* [WHAT THE EXERCISE ASKS] Wherever the string "property" shows up in the records below, return that line.

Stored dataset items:
--------------------------------

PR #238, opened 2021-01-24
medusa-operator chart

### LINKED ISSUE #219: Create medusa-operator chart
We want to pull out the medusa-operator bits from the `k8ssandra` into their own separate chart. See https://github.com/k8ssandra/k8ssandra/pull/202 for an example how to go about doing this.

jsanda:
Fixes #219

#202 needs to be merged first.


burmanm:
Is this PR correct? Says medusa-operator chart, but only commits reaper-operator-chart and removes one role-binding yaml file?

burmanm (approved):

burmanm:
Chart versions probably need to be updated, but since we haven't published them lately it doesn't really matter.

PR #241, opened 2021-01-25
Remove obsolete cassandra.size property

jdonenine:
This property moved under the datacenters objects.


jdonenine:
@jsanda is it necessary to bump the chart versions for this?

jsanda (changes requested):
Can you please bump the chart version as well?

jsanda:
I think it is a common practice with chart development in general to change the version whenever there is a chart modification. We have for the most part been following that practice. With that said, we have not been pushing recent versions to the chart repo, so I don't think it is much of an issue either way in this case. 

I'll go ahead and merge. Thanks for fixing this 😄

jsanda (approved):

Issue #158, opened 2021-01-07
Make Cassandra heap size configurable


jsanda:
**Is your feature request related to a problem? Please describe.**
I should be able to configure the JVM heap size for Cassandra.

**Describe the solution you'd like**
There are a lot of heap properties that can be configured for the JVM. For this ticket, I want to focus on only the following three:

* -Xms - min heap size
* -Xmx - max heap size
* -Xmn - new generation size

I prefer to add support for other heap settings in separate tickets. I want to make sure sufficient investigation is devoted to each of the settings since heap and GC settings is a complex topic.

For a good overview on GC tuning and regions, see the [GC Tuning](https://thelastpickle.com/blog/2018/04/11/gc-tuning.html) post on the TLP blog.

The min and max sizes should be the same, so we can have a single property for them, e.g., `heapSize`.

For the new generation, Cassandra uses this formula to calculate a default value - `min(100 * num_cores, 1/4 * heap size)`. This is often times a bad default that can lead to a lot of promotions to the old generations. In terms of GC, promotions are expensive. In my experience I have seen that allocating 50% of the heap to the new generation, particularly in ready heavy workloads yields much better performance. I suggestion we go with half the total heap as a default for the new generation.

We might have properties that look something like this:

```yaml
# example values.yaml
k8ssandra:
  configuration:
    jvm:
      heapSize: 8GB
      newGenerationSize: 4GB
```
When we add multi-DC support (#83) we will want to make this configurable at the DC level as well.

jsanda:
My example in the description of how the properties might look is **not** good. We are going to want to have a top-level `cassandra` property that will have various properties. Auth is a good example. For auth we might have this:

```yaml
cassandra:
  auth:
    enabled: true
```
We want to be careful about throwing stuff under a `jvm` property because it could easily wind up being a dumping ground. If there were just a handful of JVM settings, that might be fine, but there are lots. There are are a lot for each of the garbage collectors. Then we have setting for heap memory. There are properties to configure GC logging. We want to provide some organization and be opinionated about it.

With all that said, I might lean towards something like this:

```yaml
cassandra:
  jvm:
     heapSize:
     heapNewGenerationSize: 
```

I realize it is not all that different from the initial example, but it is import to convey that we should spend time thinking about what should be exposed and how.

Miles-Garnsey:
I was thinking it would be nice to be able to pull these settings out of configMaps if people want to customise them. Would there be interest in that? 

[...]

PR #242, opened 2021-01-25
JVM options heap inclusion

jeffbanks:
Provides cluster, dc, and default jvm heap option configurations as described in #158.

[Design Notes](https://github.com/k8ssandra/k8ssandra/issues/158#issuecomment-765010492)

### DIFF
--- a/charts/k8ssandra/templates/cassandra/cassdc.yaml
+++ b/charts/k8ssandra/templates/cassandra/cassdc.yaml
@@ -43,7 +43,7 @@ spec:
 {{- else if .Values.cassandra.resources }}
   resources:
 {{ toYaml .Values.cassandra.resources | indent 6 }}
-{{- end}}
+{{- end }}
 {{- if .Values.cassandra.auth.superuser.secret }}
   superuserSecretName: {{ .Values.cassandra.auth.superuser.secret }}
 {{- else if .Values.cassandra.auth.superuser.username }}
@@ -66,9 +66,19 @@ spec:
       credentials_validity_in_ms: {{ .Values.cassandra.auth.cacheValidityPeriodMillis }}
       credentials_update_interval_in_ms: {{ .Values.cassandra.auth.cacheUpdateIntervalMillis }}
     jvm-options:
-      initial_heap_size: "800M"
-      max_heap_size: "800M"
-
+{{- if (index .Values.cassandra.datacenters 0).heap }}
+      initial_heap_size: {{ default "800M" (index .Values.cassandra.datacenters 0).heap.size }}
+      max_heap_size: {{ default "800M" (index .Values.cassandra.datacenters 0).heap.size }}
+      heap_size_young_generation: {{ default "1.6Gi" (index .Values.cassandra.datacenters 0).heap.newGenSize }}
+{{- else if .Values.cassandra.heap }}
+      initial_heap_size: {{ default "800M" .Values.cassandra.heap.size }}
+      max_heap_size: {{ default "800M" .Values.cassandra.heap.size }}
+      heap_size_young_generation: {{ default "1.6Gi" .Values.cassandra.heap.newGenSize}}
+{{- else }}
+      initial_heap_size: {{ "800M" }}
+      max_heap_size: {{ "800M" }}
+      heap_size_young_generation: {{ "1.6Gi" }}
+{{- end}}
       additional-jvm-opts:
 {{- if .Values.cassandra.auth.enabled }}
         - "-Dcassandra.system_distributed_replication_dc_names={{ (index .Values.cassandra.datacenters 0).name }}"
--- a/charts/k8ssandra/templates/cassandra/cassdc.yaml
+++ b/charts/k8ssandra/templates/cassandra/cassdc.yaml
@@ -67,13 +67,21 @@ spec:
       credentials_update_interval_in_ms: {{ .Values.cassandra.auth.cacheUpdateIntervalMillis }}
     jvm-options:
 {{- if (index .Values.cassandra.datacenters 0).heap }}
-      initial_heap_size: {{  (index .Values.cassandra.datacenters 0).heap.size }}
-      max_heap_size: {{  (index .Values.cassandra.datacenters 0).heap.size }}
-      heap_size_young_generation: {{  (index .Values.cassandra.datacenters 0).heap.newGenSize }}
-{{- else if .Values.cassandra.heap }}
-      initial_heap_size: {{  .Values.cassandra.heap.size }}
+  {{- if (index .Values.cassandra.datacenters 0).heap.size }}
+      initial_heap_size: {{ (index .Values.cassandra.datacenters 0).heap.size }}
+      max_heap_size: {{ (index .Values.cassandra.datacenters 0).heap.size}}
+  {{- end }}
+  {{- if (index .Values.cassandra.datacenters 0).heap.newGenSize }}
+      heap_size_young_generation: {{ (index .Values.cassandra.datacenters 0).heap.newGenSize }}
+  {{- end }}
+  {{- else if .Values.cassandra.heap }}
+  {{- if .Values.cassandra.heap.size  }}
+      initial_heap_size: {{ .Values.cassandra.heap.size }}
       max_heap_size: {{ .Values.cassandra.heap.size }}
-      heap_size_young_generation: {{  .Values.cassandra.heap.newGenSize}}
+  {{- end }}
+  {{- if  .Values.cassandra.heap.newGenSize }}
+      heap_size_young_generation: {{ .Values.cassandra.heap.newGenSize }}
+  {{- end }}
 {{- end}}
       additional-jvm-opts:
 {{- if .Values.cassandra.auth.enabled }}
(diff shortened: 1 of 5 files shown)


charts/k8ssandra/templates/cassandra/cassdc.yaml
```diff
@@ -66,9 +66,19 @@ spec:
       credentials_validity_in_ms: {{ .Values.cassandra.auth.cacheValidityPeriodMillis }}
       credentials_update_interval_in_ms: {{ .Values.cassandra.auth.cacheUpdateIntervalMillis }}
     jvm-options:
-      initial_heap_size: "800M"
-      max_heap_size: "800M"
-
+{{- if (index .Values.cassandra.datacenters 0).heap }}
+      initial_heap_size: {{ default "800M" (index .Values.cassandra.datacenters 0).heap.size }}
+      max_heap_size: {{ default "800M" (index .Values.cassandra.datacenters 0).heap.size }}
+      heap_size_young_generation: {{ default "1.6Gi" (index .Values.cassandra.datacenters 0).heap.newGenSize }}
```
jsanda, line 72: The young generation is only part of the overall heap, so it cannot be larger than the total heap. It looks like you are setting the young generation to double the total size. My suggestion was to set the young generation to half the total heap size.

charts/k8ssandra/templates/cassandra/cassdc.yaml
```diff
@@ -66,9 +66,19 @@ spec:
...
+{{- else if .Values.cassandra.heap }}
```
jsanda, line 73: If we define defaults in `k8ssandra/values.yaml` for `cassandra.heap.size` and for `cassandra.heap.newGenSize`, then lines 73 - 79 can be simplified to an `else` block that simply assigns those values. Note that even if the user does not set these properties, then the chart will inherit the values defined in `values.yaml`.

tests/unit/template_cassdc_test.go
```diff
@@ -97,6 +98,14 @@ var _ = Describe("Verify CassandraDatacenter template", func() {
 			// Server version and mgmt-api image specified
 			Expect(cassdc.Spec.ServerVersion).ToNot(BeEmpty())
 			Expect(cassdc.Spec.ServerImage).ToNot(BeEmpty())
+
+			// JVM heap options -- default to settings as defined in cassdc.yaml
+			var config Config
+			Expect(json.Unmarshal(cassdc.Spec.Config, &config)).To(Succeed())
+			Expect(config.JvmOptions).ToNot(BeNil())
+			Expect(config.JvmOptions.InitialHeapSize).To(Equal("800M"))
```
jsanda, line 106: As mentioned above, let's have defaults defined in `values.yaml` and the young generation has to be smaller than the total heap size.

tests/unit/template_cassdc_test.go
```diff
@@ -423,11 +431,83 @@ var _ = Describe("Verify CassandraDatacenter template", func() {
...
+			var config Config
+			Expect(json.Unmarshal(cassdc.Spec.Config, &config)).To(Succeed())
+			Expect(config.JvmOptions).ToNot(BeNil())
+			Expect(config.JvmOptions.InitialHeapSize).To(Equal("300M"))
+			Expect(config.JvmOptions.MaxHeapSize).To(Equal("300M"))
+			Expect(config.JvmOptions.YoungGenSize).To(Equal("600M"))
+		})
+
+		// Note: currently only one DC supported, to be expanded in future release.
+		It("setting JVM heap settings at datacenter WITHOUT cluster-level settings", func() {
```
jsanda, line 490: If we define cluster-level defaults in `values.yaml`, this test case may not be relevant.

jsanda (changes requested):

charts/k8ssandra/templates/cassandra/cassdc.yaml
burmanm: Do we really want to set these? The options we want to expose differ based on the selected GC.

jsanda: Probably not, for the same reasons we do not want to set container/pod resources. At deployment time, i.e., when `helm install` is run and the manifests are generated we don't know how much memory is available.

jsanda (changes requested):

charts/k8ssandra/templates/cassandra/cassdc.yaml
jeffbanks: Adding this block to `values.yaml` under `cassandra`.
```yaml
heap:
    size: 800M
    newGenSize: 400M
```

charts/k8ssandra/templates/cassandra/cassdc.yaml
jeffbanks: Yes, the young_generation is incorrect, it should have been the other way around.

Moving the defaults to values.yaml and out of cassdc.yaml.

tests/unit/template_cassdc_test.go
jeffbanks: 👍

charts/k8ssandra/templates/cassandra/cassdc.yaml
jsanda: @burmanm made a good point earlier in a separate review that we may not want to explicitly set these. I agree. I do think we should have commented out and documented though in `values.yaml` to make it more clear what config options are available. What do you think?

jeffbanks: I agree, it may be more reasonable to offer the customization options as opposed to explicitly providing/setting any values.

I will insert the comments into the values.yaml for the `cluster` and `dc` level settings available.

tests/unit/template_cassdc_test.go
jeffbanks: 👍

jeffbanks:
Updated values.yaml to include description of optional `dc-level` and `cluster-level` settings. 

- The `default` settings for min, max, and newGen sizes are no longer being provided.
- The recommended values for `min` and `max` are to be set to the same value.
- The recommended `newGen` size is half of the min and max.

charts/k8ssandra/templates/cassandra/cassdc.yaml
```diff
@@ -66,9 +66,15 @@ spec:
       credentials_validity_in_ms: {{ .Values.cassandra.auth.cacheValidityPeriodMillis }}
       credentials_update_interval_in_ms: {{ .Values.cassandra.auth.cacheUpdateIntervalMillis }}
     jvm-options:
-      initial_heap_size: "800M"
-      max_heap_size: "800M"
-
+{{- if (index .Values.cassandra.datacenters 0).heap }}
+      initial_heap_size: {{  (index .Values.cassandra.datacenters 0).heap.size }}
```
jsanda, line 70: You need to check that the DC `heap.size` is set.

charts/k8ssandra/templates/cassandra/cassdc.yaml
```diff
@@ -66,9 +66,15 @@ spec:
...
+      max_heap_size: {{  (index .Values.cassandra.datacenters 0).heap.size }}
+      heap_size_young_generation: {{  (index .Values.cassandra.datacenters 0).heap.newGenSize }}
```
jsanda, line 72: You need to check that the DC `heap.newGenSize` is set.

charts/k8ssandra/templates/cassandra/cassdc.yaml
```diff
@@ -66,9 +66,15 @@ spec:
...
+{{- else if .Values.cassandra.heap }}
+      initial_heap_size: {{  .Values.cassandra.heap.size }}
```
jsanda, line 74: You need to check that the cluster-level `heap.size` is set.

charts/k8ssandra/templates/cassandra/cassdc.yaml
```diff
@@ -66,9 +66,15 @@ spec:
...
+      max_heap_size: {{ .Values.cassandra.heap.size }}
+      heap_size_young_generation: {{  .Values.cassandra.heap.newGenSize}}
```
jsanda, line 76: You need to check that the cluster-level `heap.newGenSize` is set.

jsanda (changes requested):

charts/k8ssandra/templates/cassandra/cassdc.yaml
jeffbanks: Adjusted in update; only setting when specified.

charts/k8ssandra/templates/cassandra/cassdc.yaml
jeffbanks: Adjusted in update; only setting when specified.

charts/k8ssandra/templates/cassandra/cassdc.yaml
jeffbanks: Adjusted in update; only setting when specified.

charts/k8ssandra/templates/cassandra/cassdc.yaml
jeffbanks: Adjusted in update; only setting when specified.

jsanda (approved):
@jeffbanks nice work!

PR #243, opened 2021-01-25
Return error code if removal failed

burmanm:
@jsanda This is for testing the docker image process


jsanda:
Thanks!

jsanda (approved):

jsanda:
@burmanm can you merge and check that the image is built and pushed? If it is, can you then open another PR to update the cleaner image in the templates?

--------------------------------

* [SOLUTION]
Remove obsolete cassandra.size property
This property moved under the datacenters objects.
The min and max sizes should be the same, so we can have a single property for them, e.g., `heapSize`.
My example in the description of how the properties might look is **not** good. We are going to want to have a top-level `cassandra` property that will have various properties. Auth is a good example. For auth we might have this:
We want to be careful about throwing stuff under a `jvm` property because it could easily wind up being a dumping ground. If there were just a handful of JVM settings, that might be fine, but there are lots. There are are a lot for each of the garbage collectors. Then we have setting for heap memory. There are properties to configure GC logging. We want to provide some organization and be opinionated about it.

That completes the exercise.